Nadeem F Paracha March 20, 2006
Tags:
When the levy breaks
For six years, or ever since General Pervez Musharraf knocked over the Nawaz Sharif government in a military coup,
Pakistan was gradually (and supposedly), put on a cultural course that was to herald in major changes in the way we looked at things like the media, society, politics and the arts.
The coup and what it promised in this respect seemed to be a natural happening, especially in the event of major shifts in the political, economic, media and sociological parameters after the end of the Cold War.
It was natural because Pakistan had not kept pace with these changes, having gotten stuck in the ways of ruling and perceiving life constructed in the eighties.
The only thing that had changed by the time the nation entered the nineties were the many so-called democratic governments’ growing rhetoric and action regarding the hyped post-Cold-War trends such as privatization and neo-capitalist economics.

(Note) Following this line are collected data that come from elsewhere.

PR #993, opened 2022-11-18
[Draft] Health Check POC

franciscovalentecastro:
## Description
This a very rough and early draft of the Health Checks functionality. I mostly want to get initial feedback on the current implemented ideas and consider ideas (or design options) I might have not considered.

## Related issue
b/258672047

## Checklist:
- Unit tests
- Integration tests
- Documentation
- Minor version bump


internal/health_checks/health_checks.go
```diff
@@ -0,0 +1,248 @@
...
+        // Not on GCE
+        projectId = "Not-on-GCE"
+    }
+    fmt.Println(fmt.Sprintf("==> projectId : %s \n \n", projectId))
+
+    var multiErr error
+    fmt.Println("Health_Checks \n \n")
+
+    if err := NetworkCheck(); err != nil {
+        fmt.Println(fmt.Sprintf("==> NetworkCheckErr : %s \n \n", err))
```
hsmatulisgoogle, line 80: You can use Printf directly instead doing println(sprintf("...."))

franciscovalentecastro:
Reworked some of the structure of the structure of the `health_checks` package by adding a `HealthCheck` interface and registering each check.

internal/health_checks/network_check.go
```diff
@@ -0,0 +1,83 @@
...
+
+func (c NetworkCheck) RunCheck(uc *confgenerator.UnifiedConfig) error {
+
+    // Request to logging API
+    status, _, err := runGetHTTPRequest(loggingAPIUrl)
+    c.LogMessage("==>" + status)
+    if err != nil {
+        fmt.Println(err)
+        return err
+    }
```
jinghan-ma, line 58: According to [the docs for http.Get](https://pkg.go.dev/net/http#Get), "An error is returned if there were too many redirects or if there was an HTTP protocol error. "

In particular, if the network we are on has issues such as improper proxies, I can see an infinite redirect situation happening. 

Should this situation be handled as an error or a test failure?

internal/health_checks/health_checks.go
```diff
@@ -0,0 +1,129 @@
...
+        }    
+
+        result = append(result, fmt.Sprintf("Check: %s, Status: %s", name, c.GetResult()))
+        result = append(result, fmt.Sprintf("Failure: %s", c.GetFailureMessage()))
+        result = append(result, fmt.Sprintf("Solution: %s \n", c.GetSolutionMessage()))
+        // result = append(result, "Log : " + c.GetLogMessage())
+    }
+    result = append(result, "===========================================================")
+
+    return strings.Join(result, "\n"), multiErr
```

However neither did the two Benazir Bhutto governments, nor the two run by Nawaz Sharif coupled this action and rhetoric with matters such as the much needed depoliticalization of religion (the scourge of the Pakistan of the eighties), and nor did they take any effective steps to free the society from the prevailing burden of nationalistic chauvinism and religious fanaticism.
The social confusion (and the many acts of moral hypocrisy that such an arrangement created) never got addressed.
Have a cigar
Modern (or shall I say “post-modern?”), urban societies are strange beasts. They are not always what governments and the state perceive them to be and nor are the governments and the state the way these societies perceive them to be.

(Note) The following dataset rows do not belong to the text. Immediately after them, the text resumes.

PR #996, opened 2022-11-21
Change receiver feature gate to a list

jefferbrecht:
## Description
This is in preparation for the OTLP receiver; we'd like to avoid having to define a new env variable for each feature gate.

## Related issue
b/239598894

## How has this been tested?
Unit tests pass, will let integration tests run in PR.

## Checklist:
- Unit tests
- Integration tests
- Documentation
- Minor version bump


confgenerator/confgenerator_test.go
```diff
@@ -292,3 +272,27 @@ func TestMain(m *testing.M) {
...
+		Metadata:      map[string]string{"test-key": "test-value"},
+		Label:         map[string]string{"test-label-key": "test-label-value"},
+		InterfaceIPv4: map[string]string{"test-interface": "test-interface-ipv4"},
+	}
+
+	// Set up the test environment with mocked data.
+	confgenerator.MetadataResource = testResource
+
+	// Enable experimental receivers.
+	os.Setenv("EXPERIMENTAL_RECEIVERS", "prometheus")
```
ridwanmsharif, line 297: If we're expanding this to be a more generic featuregate, we should probably not stop at receivers.

Maybe we rename it to `EXPERIMENTAL_FEATURES` and use gates like `prometheus_receiver` and `XYZ_processor` to toggle those components on and off.

confgenerator/prometheus.go
```diff
@@ -221,7 +218,7 @@ func checkTLSConfig(tlsConfig commonconfig.TLSConfig) error {
 
 // validatePrometheus checks the receiver configuration is valid.
 func validatePrometheus(promConfig promconfig.Config) (string, error) {
-	if PrometheusFeatureGate != "enabled" {
+	if !IsExperimentalReceiverEnabled("prometheus") {
```
ridwanmsharif, line 221: Can we define the list of featuregates (like `prometheus`) somewhere central? Perhaps a separate file?

ridwanmsharif (approved):

confgenerator/prometheus.go
jefferbrecht: I'm not sure what the goal of a predefined list would be -- are you looking for validating the list in case the user supplies an invalid feature gate?

confgenerator/confgenerator_test.go
jefferbrecht: Done!

confgenerator/prometheus.go
ridwanmsharif: I was thinking the purpose was twofold:

- If we have a file that lists all the feature flags we support, we have a defined naming convention of what the feature flags should look like and have one place to find them all.
- We could validate that user supplies a valid feature flag that the agent supports.

jefferbrecht: I tried this and I ended up with quite a bit of additional complexity. IMO it's not worth doing this considering experimental features are unsupported, not user-facing, and transient in nature -- we'll be GA-ing both prometheus and OTLP in the coming months, which means all of this can be reverted at that point anyway.

Nonetheless, I pushed it to [`jefferbrecht-refactor-receiver-gate-alternate`](https://github.com/GoogleCloudPlatform/ops-agent/compare/jefferbrecht-refactor-receiver-gate...jefferbrecht-refactor-receiver-gate-alternate) if you'd like to take a look. LMK if you see any opportunities to simplify it.

ridwanmsharif: I think your explanation is pretty sound. lets ship this as is and revisit this if the needs grow in the future. Normally we go to GA directly, so I imagine this is not a problem for a while.

jefferbrecht:
All tests passed in a prior run except for Bionic which was an unrelated failure; merging.

PR #997, opened 2022-11-21
Testing: improve Windows test logs

martijnvans:
## Description

The problem this PR is addressing is that powershell wraps the stderr we want in unnecessary XML, even when we specify -OutputFormat Text as an argument. That bug was fixed in pwsh, but not in powershell unfortunately. The result is that our test logs get clogged up with weird XML garbage, see "Before" example below:

The idea is to parse the XML returned by powershell over stderr, and extract the human readable part and print that.

Before: https://storage.googleapis.com/ops-agents-public-buckets-test-logs/prod/stackdriver_agents/testing/consumer/ops_agent/test/windows/4974/20230622-071546/logs/TestLoggingAgentCrashRestart_windows-2019/main_log.txt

It is the popular news and cultural media that plays perhaps the most vital role in the creation of perceptions between the two. And here is where I shall once again put an accusing finger at all those in this country who are in positions of creating these perceptions.
For example, with the change that charged in after the Musharraf coup, the dramatic expansion of the country’s electronic media was at the forefront of this transformation.

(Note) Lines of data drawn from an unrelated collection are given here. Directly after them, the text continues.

PR #998, opened 2022-11-21
Fix go installation in integration tests

LujieDuan:
## Description
The previous method of extract go and link to `/usr/bin` is not a reliable solution and it caused nightly builds to fail. Borrow the method from PR #980 by @jefferbrecht to extract go and return the command of setting up the PATH, so that we can first run the command and then invoke go. 

Also enable the `TestResourceDetectorOnGCE` test on Windows. 

## Related issue
b/246615284

## How has this been tested?
Tested locally covering nightly distros.

## Checklist:
- Unit tests
- Integration tests
- Documentation
- Minor version bump

### DIFF
--- a/integration_test/ops_agent_test.go
+++ b/integration_test/ops_agent_test.go
@@ -2437,13 +2437,11 @@ func TestResourceDetectorOnGCE(t *testing.T) {
 // env in the VM. Then run the runner to print out the JSON formatted
 // GCEResource and finally unmarshal it back to an instance of GCEResource
 func runResourceDetectorCli(ctx context.Context, logger *logging.DirectoryLogger, vm *gce.VM) (*resourcedetector.GCEResource, error) {
-	type fileToUpload struct {
-		local, remote string
-	}
-
 	// Update the resourcedetector package and the go.mod and go.sum
 	// So that the main function can locate the package from the work directory
-	filesToUpload := []fileToUpload{
+	filesToUpload := []struct {
+		local, remote string
+	}{
 		{local: "cmd/run_resource_detector/run_resource_detector.go",
 			remote: "run_resource_detector.go"},
 		{local: "../confgenerator/resourcedetector/detector.go",
@@ -2461,7 +2459,12 @@ func runResourceDetectorCli(ctx context.Context, logger *logging.DirectoryLogger
 	// Create the folder structure on the VM
 	workDir := path.Join(workDirForPlatform(vm.Platform), "run_resource_detector")
 	packageDir := path.Join(workDir, "confgenerator", "resourcedetector")
-	createFolderCmd := fmt.Sprintf("mkdir -p %s", packageDir)
+	var createFolderCmd string
+	if gce.IsWindows(vm.Platform) {
+		createFolderCmd = fmt.Sprintf("New-Item -ItemType Directory -Path %s", packageDir)
+	} else {
+		createFolderCmd = fmt.Sprintf("mkdir -p %s", packageDir)
+	}
 	out, err := gce.RunScriptRemotely(ctx, logger, vm, createFolderCmd, nil, nil)
 	if err != nil {
 		return nil, fmt.Errorf("failed to create folder with %s in VM: %s", createFolderCmd, out.Stderr)
@@ -2473,6 +2476,7 @@ func runResourceDetectorCli(ctx context.Context, logger *logging.DirectoryLogger
 		if err != nil {
 			return nil, err
 		}
+		defer f.Close()
 		err = gce.UploadContent(ctx, logger, vm, f, path.Join(workDir, file.remote))
 		if err != nil {
 			return nil, err
--- a/integration_test/ops_agent_test.go
+++ b/integration_test/ops_agent_test.go
@@ -2433,7 +2433,7 @@ func TestResourceDetectorOnGCE(t *testing.T) {
 	})
 }
 
-// runResourceDetectorCli uploads the resource detector runner and setup up the
+// runResourceDetectorCli uploads the resource detector runner and sets up the
 // env in the VM. Then run the runner to print out the JSON formatted
 // GCEResource and finally unmarshal it back to an instance of GCEResource
 func runResourceDetectorCli(ctx context.Context, logger *logging.DirectoryLogger, vm *gce.VM) (*resourcedetector.GCEResource, error) {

And if one is to analyze the change in this context across the last six years, one can say Musharraf was successful in creating a perception of a rapidly unfolding cultural change.
Almost every private TV channel in Pakistan can actually make Pakistan seem to be a pretty liberal and open-minded society.
But, of course, the reasons behind this are purely economic. Because since these channels’ survival (and profits), are squarely based on the amount of advertising they get from multinational and other corporate concerns, these companies’ brands and products require a market/society that is open to free corporate economics and to the liberal, consumption-friendly lifestyles projected by their brands’ advertising.
Thus, these channels continuously blanket their screens with what is really a cultural façade. Because the highlighting of certain social and cultural truths behind this façade can cost them advertising revenues.
The channels, like the advertisers, are busy projecting cultural moorings more suited to modern capitalist needs, but far from the ground realities.
What’s more, conscious of this dichotomy, they try to address this by making another set of certain perception-building adjustments: They bring in religion to supposedly balance the mix.
And more dangerously, this is done in a rather cynical manner. Quite like the way religion was treated by the Zia dictatorship and then by Nawaz Sharif.
Perceiving the society as spiritually gullible, spectacular religious stunts like azaans, naats, “religious debates” and advise shows are undertaken right along-side programming according to the dictates of the capitalism-friendly liberal façade (soap operas, pop shows, fashion shows, etc.).
And so much of this strange mix and juxtaposing has taken place in the last six years, that many did start to believe that the Pakistani society has finally been freed from ill-informed ideas and perceptions of religion.
The perception propagated was of a Pakistan now riding high on a wave of modern global/free economics, with a culture that was religiously well informed and “moderate,” and socially liberal.
But alas! Two days of insane rioting and psychotic mob violence in Lahore and Peshawar changed all that. The so-called liberal revolution of the last six years has come crashing down, exposing the façade and superficiality of it all.
The big black
The images of rioting in which many rioters were caught in acts that smacked of sheer hypocrisy was certainly disheartening for the frontline purveyors of Musharraf’s liberal revolution.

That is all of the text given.